[Stored data]
----------------
Issue #6149, opened 2026-07-04
fix: Vercel relay deploy — ReferenceError resolveRelayTarget is not defined (api/relay.js:98)


SeaXen:
## Summary

Vercel relay deployed from **Dashboard → System → Proxy pool** fails the built-in **Proxy Test** with HTTP 500. Vercel function logs show a **ReferenceError** in the generated worker — not a configuration or credential problem on the self-hosted OmniRoute instance.

## Environment

- **Image:** `diegosouzapw/omniroute:latest` (pulled 2026-07-04; release area v3.8.42)
- **Host:** self-hosted, `network_mode: host`, port `20128`
- **Deploy path:** UI → Proxy pool → Vercel relay (API token valid — deploy succeeds, new hostname is created)

## Steps to reproduce

1. Open **System → Proxy pool** and deploy a **Vercel** relay from the UI.
2. Wait for deploy success (e.g. `omniroute-relay-<id>-<team>.vercel.app`).
3. Click **Test** on the relay entry (or assign to provider and test).

## Expected

Proxy test succeeds (forwards to `https://api64.ipify.org` per test route) and returns public IP JSON.

## Actual

- UI: `✗ Relay returned HTTP 500`
- OmniRoute log: `[ProxyTest] relay <host>: Relay returned HTTP 500`

## Vercel function log (production)

```
ReferenceError: resolveRelayTarget is not defined
    at (api/relay.js:98:19)
```

- **Route:** `api/relay`
- **Path:** `GET /`
- **Error:** `FUNCTION_INVOCATION_FAILED`
- **External APIs:** No outgoing requests (worker crashes before fetch)
- **Example host:** `omniroute-relay-k32m4ofjg-searex.vercel.app`
- **Example deployment ID:** `dpl_GdvgPKBVVvkRXJXz15WKqcx5LM4s`
- **Example request ID:** `5dgvh-1783136548239-11270402c293`

## Additional verification (rules out operator misconfig)

| Client test | Result |
|-------------|--------|
| `GET /` without `x-relay-auth` | 401 (expected) |
| `GET /` with valid `x-relay-auth` only | 400 `missing x-relay-target` (auth accepted) |
| Full proxy-test headers (`x-relay-auth`, `x-relay-target=https://api64.ipify.org`, `x-relay-path=/?format=json`) | 500 `FUNCTION_INVOCATION_FAILED` |

[...]

Issue #1360, opened 2026-04-17
[BUG] kimi-k2.5 via opencode-go returns 400 on agentic requests (still unfixed)


matteoantoci:
### OmniRoute Version

3.6.7

### Installation Method

npm global

### Operating System

macOS

### OS Version

Darwin 25.4.0

### Node.js Version

v22.21.1

### Provider(s) Involved

opencode-go

### Model(s) Involved

opencode-go/kimi-k2.5

### Client Tool

Claude Code (CLI), any agentic client

### Description

`kimi-k2.5` via `opencode-go` returns 400 when the message history includes assistant messages with `tool_calls`. The upstream API requires `reasoning_content` on every assistant message that contains `tool_calls` when thinking/reasoning is enabled.

The `isReasoner` check in `open-sse/translator/index.ts` (~line 209) only matches `deepseek` and models with `r1|reason` in the name. `kimi-k2.5` is not included, so `reasoning_content` is never injected for it.

**Related:** #1273 reported the same bug. PR #1281 was intended to fix it but was closed without merging (`mergedAt: null`). The bug is still present in 3.6.7.

### Steps to Reproduce

1. Configure `opencode-go` provider with a valid API key
2. Add `opencode-go/kimi-k2.5` to a combo
3. Use an agentic client that sends multi-turn tool-call history
4. Observe 400 from kimi's upstream API on the second+ turn (when assistant messages with `tool_calls` appear in history)

### Expected Behavior

`reasoning_content = ""` should be injected on assistant messages with `tool_calls` for kimi models, same as for DeepSeek.

### Actual Behavior

Requests with tool-call history are forwarded without `reasoning_content`, causing kimi's API to reject them with 400.

### Error Logs

```
[ERROR] [400]: Provider returned error
{"status":400,"msg":"Model opencode-go/kimi-k2.5 failed (no fallback)"}
```

diegosouzapw:
Hi @matteoantoci, thanks for another thorough report!

**Confirmed bug**: The `isReasoner` check in `open-sse/translator/index.ts` (line 209-210) only matches `deepseek` provider or models with `r1|reason` in the name:

```ts
const isReasoner = provider === "deepseek" || /r1|reason/i.test(model);
```

[...]

PR #10935, opened 2026-08-21
fix(relay): resolve x-relay-path through the shared guard in the CF worker

ntdat812:
⚠️ base-red inherited: #9985

## Problem

PR #4643 and its follow-up replaced string concatenation of the attacker-controlled `x-relay-path` with the pure `resolveRelayTarget()` guard — in the **Deno** and **Vercel** relay workers. The **Cloudflare** worker is the third generator of the same shape and still concatenates:

```js
const targetBase = target.endsWith("/") ? target.slice(0, -1) : target;
const upstream = await fetch(targetBase + relayPath, init);
```

Validating `x-relay-target` and *then* concatenating is not sufficient — the path re-points the request past the host that was just checked. The vectors are the ones the existing guard already documents and the other two workers already have tests for: userinfo (`/x@evil.com`), a backslash (`\evil.com`), and a protocol-relative path (`//evil.com/x`).

`src/lib/proxyRelay/cloudflareWorkerScript.ts` was ported from upstream `decolua/9router` PR #1360 and diverged from the Vercel/Deno pair afterwards, which is how it missed the follow-up.

## Change

The Cloudflare worker now embeds and calls the **same** `resolveRelayTarget()` the other two use — no new guard, no second policy to keep in sync:

```js
const resolved = resolveRelayTarget(target, relayPath);
if (!resolved.ok) {
  return new Response(resolved.reason, { status: resolved.status });
}
const upstream = await fetch(resolved.url, init);
```

Bound to a **literal `const resolveRelayTarget =` name**, not a bare declaration — per #6149, `Function#toString` emits the *mangled* name on the SWC-minified standalone build, so a bare declaration would define `<mangled>` while the template still calls the hardcoded identifier. The new test pins that property for this worker too by renaming the embedded function and re-evaluating the emitted source, the same technique `relay-minified-fn-6149.test.ts` uses.

The auth check and the private/loopback target guard are untouched.

## Verification

`tests/unit/cloudflare-relay-path-ssrf.test.ts` (new) mirrors `vercel-deploy-relay-path-ssrf.test.ts`.

On `release/v3.8.50` with only the source file reverted:

```
not ok 1 - cloudflare relay worker — no string-concat SSRF hole
ok 2   - cloudflare relay worker — host-confusion vectors are rejected
# tests 9  # pass 6  # fail 3
```

All 9 pass with the change. The 6 that pass either way exercise the shared pure function, which was already correct — the wiring is what was missing, so those are the over-rejection guard rather than evidence of the bug.

| check | result |
| --- | --- |
| `tests/unit/*relay*` + `cloudflare-worker-upload-content-type-6416` | **104 passed, 0 failed** |
| `npm run typecheck:core` | pass |
| `npx eslint` on both changed files | clean |

## Note

`buildCloudflareWorkerScript` now imports from `src/app/api/settings/proxy/deno-deploy/route` — the same import the Vercel route already makes for this guard. If you would rather the shared guard move to `src/lib/proxyRelay/` (or `src/shared/`) so a `lib` module is not reaching into an app route, say so and I will do that instead; I kept it as-is to avoid moving an audited security function in the same PR that changes a call site.


ntdat812:
Pushed `4c67234` — rebased onto current `release/v3.8.50` (was 13 commits behind; no conflicts, none of those commits touch `proxyRelay`). Content is unchanged.

The red checks on this PR are inherited from base, and I verified that rather than assuming it. Checking out `origin/release/v3.8.50` itself, clean tree, same `node_modules`:

- **Unit Tests fast-path** — `check-docs-counts-sync.mjs` reports the same **5 STRICT drifts** on base HEAD `34f65e1` with none of this PR's changes present: `PROVIDER_REFERENCE.md` doc total 346 vs 347 live provider modules, and four SVG diagrams carrying "346 providers". `npm run gen:provider-reference` is the fix and it belongs to whoever added the 347th provider.
- **No new ESLint warnings** — the ratchet fails on `openapiCoverage.pct: 38.6 < baseline 39.2`. That metric counts `route.ts` files under `src/app/api` against `docs/openapi.yaml`; this PR adds and deletes zero of them, so it cannot move either side of the ratio.

`Merge integrity (changelog + generated skills)`, `Change Classification`, `Vitest`, `Build`, `semgrep` and `dast-smoke` all pass here — base's own last full run failed merge-integrity as well, so this branch is strictly greener than what it branches from.

Relay tests after the rebase: **153 passed, 0 failed** across every test file that references `proxyRelay` or the three deploy routes. `typecheck:core` exit 0, eslint clean.

ntdat812:
Post-rebase run is red on the same gates, and now the ratchet one can be settled exactly rather than by argument. Since the rebase, this branch and `release/v3.8.50` have an **identical** `src/app/api` route set, so I ran the `openapiCoverage` computation from `scripts/quality/collect-metrics.mjs` on both:

```
branch fix/cloudflare-relay-path-guard   routes=673 covered=260 pct=38.6
base   origin/release/v3.8.50            routes=673 covered=260 pct=38.6
```

Base itself produces 38.6 against a frozen baseline of 39.2 — the baseline is stale relative to base, and this PR cannot move a number it contributes zero routes to.

The four `Unit Tests fast-path` shards fail on tests with no relation to the relay: `transformers + onnxruntime-node are regular dependencies`, `real handshake: systemd-notify delivers READY=1/WATCHDOG=1/STOPPING=1`, `#10225`/`#10503` context-overflow, `#9199` capability mutation, `the gate exits 0 against the current (synced) repo state` (the `check-docs-counts-sync` drift documented above). The relay tests themselves pass — **153 passed, 0 failed** locally across every file that touches `proxyRelay` or the three deploy routes.

Same picture on #10941, which stacks on this branch.

Nothing here needs action from me that I can see; flagging it so the red checks are not read as this PR's doing. If you would rather I hold both until base is green again, say so and I will.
----------------
Proceeding from the line containing "## Environment" through the line containing "2. Wait for", transcribe the lines above exactly, both end lines included.

## Environment

- **Image:** `diegosouzapw/omniroute:latest` (pulled 2026-07-04; release area v3.8.42)
- **Host:** self-hosted, `network_mode: host`, port `20128`
- **Deploy path:** UI → Proxy pool → Vercel relay (API token valid — deploy succeeds, new hostname is created)

## Steps to reproduce

1. Open **System → Proxy pool** and deploy a **Vercel** relay from the UI.
2. Wait for deploy success (e.g. `omniroute-relay-<id>-<team>.vercel.app`).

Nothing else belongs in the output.